• [What to do]: Go from the first line below to the one with "### Actual behavior / bug" and print each line exactly.

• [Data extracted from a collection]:
Issue #4048, opened 2021-02-11
Running Teleporter from the CLI does not include hostname


benemon:
### Versions

```
pi@green:~/pihole $ pihole version
  Pi-hole version is v5.2.4 (Latest: v5.2.4)
  AdminLTE version is v5.3.2 (Latest: v5.3.2)
  FTL version is v5.6 (Latest: v5.6)
```
### Platform

- OS and version:  

- Platform:  
```
pi@green:~/pihole $ cat /etc/*release
PRETTY_NAME="Raspbian GNU/Linux 10 (buster)"
NAME="Raspbian GNU/Linux"
VERSION_ID="10"
VERSION="10 (buster)"
VERSION_CODENAME=buster
ID=raspbian
ID_LIKE=debian
HOME_URL="http://www.raspbian.org/"
SUPPORT_URL="http://www.raspbian.org/RaspbianForums"
BUG_REPORT_URL="http://www.raspbian.org/RaspbianBugs"
```

### Expected behavior

running `pihole -a -t` results in a tar.gz containing the hostname of the current host, in the same manner that running teleporter from the web ui does.

### Actual behavior / bug

running `pihole -a -t` results in a tar.gz that does not contain the hostname of the current host. This is problematic for automating backups across several pihole instances.

### Steps to reproduce

```
pi@green:~/pihole $ pihole -a -t
pi@green:~/pihole $ ls -la
total 20
drwxr-xr-x 3 pi   pi   4096 Feb 11 11:27 .
drwxr-xr-x 7 pi   pi   4096 Feb 11 11:13 ..
-rw-r--r-- 1 root root 3002 Feb 11 11:27 pi-hole-teleporter_2021-02-11_11-27-27.tar.gz
```

## Debug Token

- URL:  

### Screenshots

_If applicable, add screenshots to help explain your problem._

### Additional context

If the command line tool cannot automatically add the hostname as per the web ui, perhaps the user could be allowed to provide a custom filename in place of the current default filename.

dschaper:
> This is problematic for automating backups across several pihole instances.

How do you see this as problematic?

You should be setting the hostname on the node by what ever means you are creating the OS.

PromoFaux:
> How do you see this as problematic?

I guess because the filename will always be `pi-hole-teleporter_YYYY-MM-DD_HH-mm-ss.tar.gz` it's more difficult to ascertain where it came from.

I guess we should update it to be consistent with the web interface

[...]

PR #4049, opened 2021-02-11
Add hostname to teleporter backup file if called from cli

yubiuser:

---
Add the `hostname` to the teleporter backup file if called via cli (`pihole -a -t`). Same behavior as the web interface

https://github.com/pi-hole/AdminLTE/pull/1417

Include the hostname in the filename. Replaces all `.` with `_` as in https://github.com/pi-hole/AdminLTE/pull/1517

None.

Fixes https://github.com/pi-hole/pi-hole/issues/4048

Before
`-rw-r--r-- 1 root   root   4.8K Feb 11 17:20 pi-hole-teleporter_2021-02-11_17-20-00.tar.gz`

After

`-rw-r--r-- 1 root   root   4.8K Feb 11 19:44 pi-hole-rockpi-4b-teleporter_2021-02-11_19-44-48.tar.gz`

### DIFF
--- a/advanced/Scripts/webpage.sh
+++ b/advanced/Scripts/webpage.sh
@@ -640,7 +640,7 @@ Teleporter() {
     datetimestamp=$(date "+%Y-%m-%d_%H-%M-%S")
     host=$(hostname)
     host="${host//./_}"
-    php /var/www/html/admin/scripts/pi-hole/php/teleporter.php > "pi-hole-${host}-teleporter_${datetimestamp}.tar.gz"
+    php /var/www/html/admin/scripts/pi-hole/php/teleporter.php > "pi-hole-${host:-noname}-teleporter_${datetimestamp}.tar.gz"
 }
 
 checkDomain()
--- a/advanced/Scripts/webpage.sh
+++ b/advanced/Scripts/webpage.sh
@@ -238,18 +238,18 @@ trust-anchor=.,20326,8,2,E06D44B80B8F1D39A95C0B0D7C65D08458E880409BBC68345710423
         #          168.192.in-addr.arpa to 192.168.0.0/16
         #          192.in-addr.arpa to 192.0.0.0/8
         if [[ "${CONDITIONAL_FORWARDING_REVERSE}" == *"in-addr.arpa" ]];then
-            arrRev=("${CONDITIONAL_FORWARDING_REVERSE//./ }")        
-            case ${#arrRev[@]} in 
+            arrRev=("${CONDITIONAL_FORWARDING_REVERSE//./ }")
+            case ${#arrRev[@]} in
                 6   )   REV_SERVER_CIDR="${arrRev[3]}.${arrRev[2]}.${arrRev[1]}.${arrRev[0]}/32";;
                 5   )   REV_SERVER_CIDR="${arrRev[2]}.${arrRev[1]}.${arrRev[0]}.0/24";;
                 4   )   REV_SERVER_CIDR="${arrRev[1]}.${arrRev[0]}.0.0/16";;
-                3   )   REV_SERVER_CIDR="${arrRev[0]}.0.0.0/8";; 
+                3   )   REV_SERVER_CIDR="${arrRev[0]}.0.0.0/8";;
             esac
         else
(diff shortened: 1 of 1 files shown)


dschaper:
I don't see this as any use. The hostname is purely what is set up by the user when they install the OS. 

And it's going to make it so that backup can only be used for a single restore.

advanced/Scripts/webpage.sh
```diff
@@ -238,18 +238,18 @@ trust-anchor=.,20326,8,2,E06D44B80B8F1D39A95C0B0D7C65D08458E880409BBC68345710423
         #          168.192.in-addr.arpa to 192.168.0.0/16
         #          192.in-addr.arpa to 192.0.0.0/8
         if [[ "${CONDITIONAL_FORWARDING_REVERSE}" == *"in-addr.arpa" ]];then
-            arrRev=("${CONDITIONAL_FORWARDING_REVERSE//./ }")        
-            case ${#arrRev[@]} in 
+            arrRev=("${CONDITIONAL_FORWARDING_REVERSE//./ }")
```
PromoFaux, line 241: Thanks, I've been meaning to PR this whitespace away since I [introduced it](https://github.com/pi-hole/pi-hole/commit/e004d27b28bf3da43101948903c56a7cf66be4eb) 😉

advanced/Scripts/webpage.sh
```diff
@@ -636,8 +636,11 @@ Interfaces:
 
 Teleporter() {
     local datetimestamp
+    local host
     datetimestamp=$(date "+%Y-%m-%d_%H-%M-%S")
-    php /var/www/html/admin/scripts/pi-hole/php/teleporter.php > "pi-hole-teleporter_${datetimestamp}.tar.gz"
+    host=$(hostname)
+    host="${host//./_}"
+    php /var/www/html/admin/scripts/pi-hole/php/teleporter.php > "pi-hole-${host}-teleporter_${datetimestamp}.tar.gz"
```
PromoFaux, line 643: presumably if `${host}` is blank here (I can't see why it would be), we would end up with a `pi-hole--teleporter...` file?

advanced/Scripts/webpage.sh
yubiuser: I did not intend to change the whitespaces and was surprised they appear to be removed here. Must be a default setting in `atom` editor.

advanced/Scripts/webpage.sh
yubiuser: I think so. Have not tried it myself, but that's what I expect to see. Does not look beautiful but would not be a good reason to me to introduce a function to prevent this edge case.

dschaper:
```suggestion
    hostname=$(hostname)
    host="${hostname//./_}"
    php /var/www/html/admin/scripts/pi-hole/php/teleporter.php > "pi-hole-${host:-noname}-teleporter_${datetimestamp}.tar.gz"
```

PromoFaux: I do like a cheeky bash-ism when I see one. Does that say "if `host` is empty then state `noname`"?

dschaper: Yeah, and really it could be done without changing the variable names:

```suggestion
    host=$(hostname)
    host="${host//./_}"
    php /var/www/html/admin/scripts/pi-hole/php/teleporter.php > "pi-hole-${host:-noname}-teleporter_${datetimestamp}.tar.gz"
```

PromoFaux: Or even: ?

```suggestion
    host="${hostname//./_}"
    php /var/www/html/admin/scripts/pi-hole/php/teleporter.php > "pi-hole-${host:-noname}-teleporter_${datetimestamp}.tar.gz"
```

dschaper: That doesn't actually call `hostname` though. You still need the first line to execute the `hostname` call.

yubiuser: The `:-noname` is really nice. Didn't know that you can put in default values.

dschaper (approved):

• [Response]:
Issue #4048, opened 2021-02-11
Running Teleporter from the CLI does not include hostname


benemon:
### Versions

```
pi@green:~/pihole $ pihole version
  Pi-hole version is v5.2.4 (Latest: v5.2.4)
  AdminLTE version is v5.3.2 (Latest: v5.3.2)
  FTL version is v5.6 (Latest: v5.6)
```
### Platform

- OS and version:  

- Platform:  
```
pi@green:~/pihole $ cat /etc/*release
PRETTY_NAME="Raspbian GNU/Linux 10 (buster)"
NAME="Raspbian GNU/Linux"
VERSION_ID="10"
VERSION="10 (buster)"
VERSION_CODENAME=buster
ID=raspbian
ID_LIKE=debian
HOME_URL="http://www.raspbian.org/"
SUPPORT_URL="http://www.raspbian.org/RaspbianForums"
BUG_REPORT_URL="http://www.raspbian.org/RaspbianBugs"
```

### Expected behavior

running `pihole -a -t` results in a tar.gz containing the hostname of the current host, in the same manner that running teleporter from the web ui does.

### Actual behavior / bug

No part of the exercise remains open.